- Extracted records
>>>

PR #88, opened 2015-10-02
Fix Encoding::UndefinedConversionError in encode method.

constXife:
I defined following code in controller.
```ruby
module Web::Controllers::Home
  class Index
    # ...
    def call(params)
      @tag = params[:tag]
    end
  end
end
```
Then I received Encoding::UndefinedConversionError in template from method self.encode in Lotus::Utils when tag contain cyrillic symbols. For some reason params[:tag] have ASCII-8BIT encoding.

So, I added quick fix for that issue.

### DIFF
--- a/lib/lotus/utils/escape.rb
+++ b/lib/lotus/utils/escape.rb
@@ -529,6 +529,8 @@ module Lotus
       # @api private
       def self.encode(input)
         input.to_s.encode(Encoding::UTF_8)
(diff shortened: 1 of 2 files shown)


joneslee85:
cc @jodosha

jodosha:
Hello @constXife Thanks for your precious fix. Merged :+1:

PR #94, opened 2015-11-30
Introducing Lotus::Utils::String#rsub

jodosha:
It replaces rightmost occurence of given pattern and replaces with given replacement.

<<<
>>>

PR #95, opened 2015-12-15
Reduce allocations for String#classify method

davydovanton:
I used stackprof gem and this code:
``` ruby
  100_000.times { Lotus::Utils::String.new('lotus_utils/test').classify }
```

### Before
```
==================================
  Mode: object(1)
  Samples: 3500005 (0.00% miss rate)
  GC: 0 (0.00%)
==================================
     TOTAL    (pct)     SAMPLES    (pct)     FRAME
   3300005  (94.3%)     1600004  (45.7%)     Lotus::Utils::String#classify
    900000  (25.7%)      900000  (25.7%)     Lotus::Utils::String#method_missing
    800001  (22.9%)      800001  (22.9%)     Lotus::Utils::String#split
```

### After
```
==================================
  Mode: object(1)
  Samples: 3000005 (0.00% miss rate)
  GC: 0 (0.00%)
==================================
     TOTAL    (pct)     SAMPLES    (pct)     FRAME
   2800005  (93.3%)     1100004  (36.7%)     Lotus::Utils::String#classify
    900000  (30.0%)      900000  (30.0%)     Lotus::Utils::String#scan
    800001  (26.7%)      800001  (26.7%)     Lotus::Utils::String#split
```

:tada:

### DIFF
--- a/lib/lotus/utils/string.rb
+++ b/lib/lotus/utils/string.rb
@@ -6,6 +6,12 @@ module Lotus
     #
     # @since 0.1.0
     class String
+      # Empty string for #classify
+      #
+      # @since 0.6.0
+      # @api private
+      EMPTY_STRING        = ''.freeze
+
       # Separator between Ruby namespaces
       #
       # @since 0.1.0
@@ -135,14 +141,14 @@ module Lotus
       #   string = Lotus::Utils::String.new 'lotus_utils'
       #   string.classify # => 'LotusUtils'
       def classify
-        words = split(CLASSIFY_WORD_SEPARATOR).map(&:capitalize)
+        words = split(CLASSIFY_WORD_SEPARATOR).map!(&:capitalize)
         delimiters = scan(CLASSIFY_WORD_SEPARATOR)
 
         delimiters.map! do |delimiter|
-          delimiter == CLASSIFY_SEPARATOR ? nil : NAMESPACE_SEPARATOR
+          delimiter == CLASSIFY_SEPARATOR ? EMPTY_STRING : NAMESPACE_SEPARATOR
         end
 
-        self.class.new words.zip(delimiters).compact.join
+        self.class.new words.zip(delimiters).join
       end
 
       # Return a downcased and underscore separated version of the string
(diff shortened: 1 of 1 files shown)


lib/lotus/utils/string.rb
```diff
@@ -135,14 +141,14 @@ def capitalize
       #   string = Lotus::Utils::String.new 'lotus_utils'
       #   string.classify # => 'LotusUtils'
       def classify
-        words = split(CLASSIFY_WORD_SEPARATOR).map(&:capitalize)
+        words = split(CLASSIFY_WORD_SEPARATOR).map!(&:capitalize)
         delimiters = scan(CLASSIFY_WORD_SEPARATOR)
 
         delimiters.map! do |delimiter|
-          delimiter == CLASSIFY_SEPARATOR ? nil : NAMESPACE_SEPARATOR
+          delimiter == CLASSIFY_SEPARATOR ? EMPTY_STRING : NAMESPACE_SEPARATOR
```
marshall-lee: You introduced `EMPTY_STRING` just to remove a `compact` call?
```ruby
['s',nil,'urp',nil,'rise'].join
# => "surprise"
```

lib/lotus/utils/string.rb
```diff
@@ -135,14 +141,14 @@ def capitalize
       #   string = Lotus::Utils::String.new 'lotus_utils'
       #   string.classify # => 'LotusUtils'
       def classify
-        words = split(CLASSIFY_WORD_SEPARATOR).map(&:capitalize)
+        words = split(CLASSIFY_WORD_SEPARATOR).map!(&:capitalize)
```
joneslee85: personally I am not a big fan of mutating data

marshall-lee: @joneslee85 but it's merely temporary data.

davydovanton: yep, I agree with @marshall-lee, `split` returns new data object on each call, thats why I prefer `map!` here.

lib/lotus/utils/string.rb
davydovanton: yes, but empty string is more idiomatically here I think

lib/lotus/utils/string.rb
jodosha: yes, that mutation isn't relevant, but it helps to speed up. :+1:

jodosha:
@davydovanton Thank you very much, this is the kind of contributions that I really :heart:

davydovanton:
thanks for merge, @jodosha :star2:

<<<
>>>

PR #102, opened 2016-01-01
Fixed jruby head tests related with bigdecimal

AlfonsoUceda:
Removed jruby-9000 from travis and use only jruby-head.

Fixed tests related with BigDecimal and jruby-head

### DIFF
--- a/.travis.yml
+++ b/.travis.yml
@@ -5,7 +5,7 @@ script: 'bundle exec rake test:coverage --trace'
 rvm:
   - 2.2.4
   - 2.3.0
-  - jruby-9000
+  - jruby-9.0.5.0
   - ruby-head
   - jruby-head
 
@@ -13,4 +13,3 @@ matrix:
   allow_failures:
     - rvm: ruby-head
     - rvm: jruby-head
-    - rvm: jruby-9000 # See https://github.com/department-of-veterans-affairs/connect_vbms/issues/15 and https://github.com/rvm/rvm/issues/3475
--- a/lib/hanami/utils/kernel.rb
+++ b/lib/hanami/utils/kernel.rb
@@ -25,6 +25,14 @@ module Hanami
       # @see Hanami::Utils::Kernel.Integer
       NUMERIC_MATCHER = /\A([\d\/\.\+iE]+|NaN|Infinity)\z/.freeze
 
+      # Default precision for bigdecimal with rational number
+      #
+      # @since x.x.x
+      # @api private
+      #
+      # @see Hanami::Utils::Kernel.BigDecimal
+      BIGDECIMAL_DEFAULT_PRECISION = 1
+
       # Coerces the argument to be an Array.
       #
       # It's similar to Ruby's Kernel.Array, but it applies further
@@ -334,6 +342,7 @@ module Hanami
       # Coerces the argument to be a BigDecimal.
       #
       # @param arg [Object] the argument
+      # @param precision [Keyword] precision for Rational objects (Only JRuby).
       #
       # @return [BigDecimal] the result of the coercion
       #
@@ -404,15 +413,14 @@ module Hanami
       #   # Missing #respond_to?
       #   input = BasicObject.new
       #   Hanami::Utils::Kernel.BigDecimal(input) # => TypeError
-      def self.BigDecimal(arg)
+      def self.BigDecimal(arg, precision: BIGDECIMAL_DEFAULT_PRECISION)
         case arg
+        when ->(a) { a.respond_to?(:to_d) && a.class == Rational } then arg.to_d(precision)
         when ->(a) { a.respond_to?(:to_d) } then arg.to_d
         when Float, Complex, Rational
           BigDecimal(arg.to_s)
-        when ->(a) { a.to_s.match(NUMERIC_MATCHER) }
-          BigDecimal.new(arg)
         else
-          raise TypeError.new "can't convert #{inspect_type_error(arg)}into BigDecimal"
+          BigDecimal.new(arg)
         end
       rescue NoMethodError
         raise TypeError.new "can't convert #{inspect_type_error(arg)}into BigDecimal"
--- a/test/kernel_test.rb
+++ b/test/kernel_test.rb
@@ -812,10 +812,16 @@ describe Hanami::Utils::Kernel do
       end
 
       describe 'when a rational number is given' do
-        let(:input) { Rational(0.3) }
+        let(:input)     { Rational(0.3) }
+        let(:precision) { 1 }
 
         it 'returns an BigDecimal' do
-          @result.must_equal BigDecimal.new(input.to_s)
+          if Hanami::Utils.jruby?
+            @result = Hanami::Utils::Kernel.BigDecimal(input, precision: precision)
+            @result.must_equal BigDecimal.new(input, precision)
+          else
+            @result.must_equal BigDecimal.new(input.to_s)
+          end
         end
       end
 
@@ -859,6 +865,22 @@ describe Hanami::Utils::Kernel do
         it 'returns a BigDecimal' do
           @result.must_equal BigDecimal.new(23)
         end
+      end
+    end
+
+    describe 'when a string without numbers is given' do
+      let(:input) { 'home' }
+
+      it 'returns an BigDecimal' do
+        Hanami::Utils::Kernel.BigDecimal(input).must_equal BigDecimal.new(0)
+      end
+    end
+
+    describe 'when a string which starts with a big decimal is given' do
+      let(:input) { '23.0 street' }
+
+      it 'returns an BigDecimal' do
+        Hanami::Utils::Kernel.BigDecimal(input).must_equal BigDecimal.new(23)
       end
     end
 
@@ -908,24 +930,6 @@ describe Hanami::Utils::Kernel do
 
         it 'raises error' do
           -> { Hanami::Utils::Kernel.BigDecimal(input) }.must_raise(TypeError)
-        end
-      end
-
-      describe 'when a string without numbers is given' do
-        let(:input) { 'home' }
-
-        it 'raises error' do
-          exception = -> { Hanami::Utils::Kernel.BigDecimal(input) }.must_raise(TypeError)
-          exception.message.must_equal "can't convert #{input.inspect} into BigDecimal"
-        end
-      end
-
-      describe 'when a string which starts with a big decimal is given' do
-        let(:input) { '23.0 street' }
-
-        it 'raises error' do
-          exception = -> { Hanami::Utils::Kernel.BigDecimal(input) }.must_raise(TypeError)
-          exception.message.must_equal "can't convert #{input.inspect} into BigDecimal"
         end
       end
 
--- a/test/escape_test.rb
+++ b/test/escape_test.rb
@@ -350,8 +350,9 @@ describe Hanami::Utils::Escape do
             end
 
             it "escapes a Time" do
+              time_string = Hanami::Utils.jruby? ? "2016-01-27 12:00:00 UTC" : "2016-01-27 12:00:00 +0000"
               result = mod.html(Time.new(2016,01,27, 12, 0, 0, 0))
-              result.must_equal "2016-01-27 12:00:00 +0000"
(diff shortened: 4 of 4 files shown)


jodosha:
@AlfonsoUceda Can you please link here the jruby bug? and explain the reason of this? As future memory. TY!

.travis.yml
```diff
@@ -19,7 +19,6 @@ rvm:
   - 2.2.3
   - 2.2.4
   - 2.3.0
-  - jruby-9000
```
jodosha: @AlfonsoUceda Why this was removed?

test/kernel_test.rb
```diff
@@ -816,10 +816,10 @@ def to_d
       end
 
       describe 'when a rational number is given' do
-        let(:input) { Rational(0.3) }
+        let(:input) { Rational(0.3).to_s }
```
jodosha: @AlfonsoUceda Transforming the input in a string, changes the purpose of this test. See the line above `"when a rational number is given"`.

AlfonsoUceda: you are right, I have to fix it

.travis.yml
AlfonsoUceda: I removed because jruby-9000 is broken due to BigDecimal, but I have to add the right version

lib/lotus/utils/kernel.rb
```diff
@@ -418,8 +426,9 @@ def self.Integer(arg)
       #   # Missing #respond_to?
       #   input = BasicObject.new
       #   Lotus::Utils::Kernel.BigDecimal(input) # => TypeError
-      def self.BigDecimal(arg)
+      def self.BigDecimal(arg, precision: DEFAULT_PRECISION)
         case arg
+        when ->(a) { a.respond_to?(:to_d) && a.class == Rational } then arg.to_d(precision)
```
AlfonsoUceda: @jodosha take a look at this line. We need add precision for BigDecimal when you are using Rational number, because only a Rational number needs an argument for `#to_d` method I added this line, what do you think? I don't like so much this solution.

<<<

- What to do
Reproduce every line from the listing above that holds the word "much".

- Worked solution
@davydovanton Thank you very much, this is the kind of contributions that I really :heart:
AlfonsoUceda: @jodosha take a look at this line. We need add precision for BigDecimal when you are using Rational number, because only a Rational number needs an argument for `#to_d` method I added this line, what do you think? I don't like so much this solution.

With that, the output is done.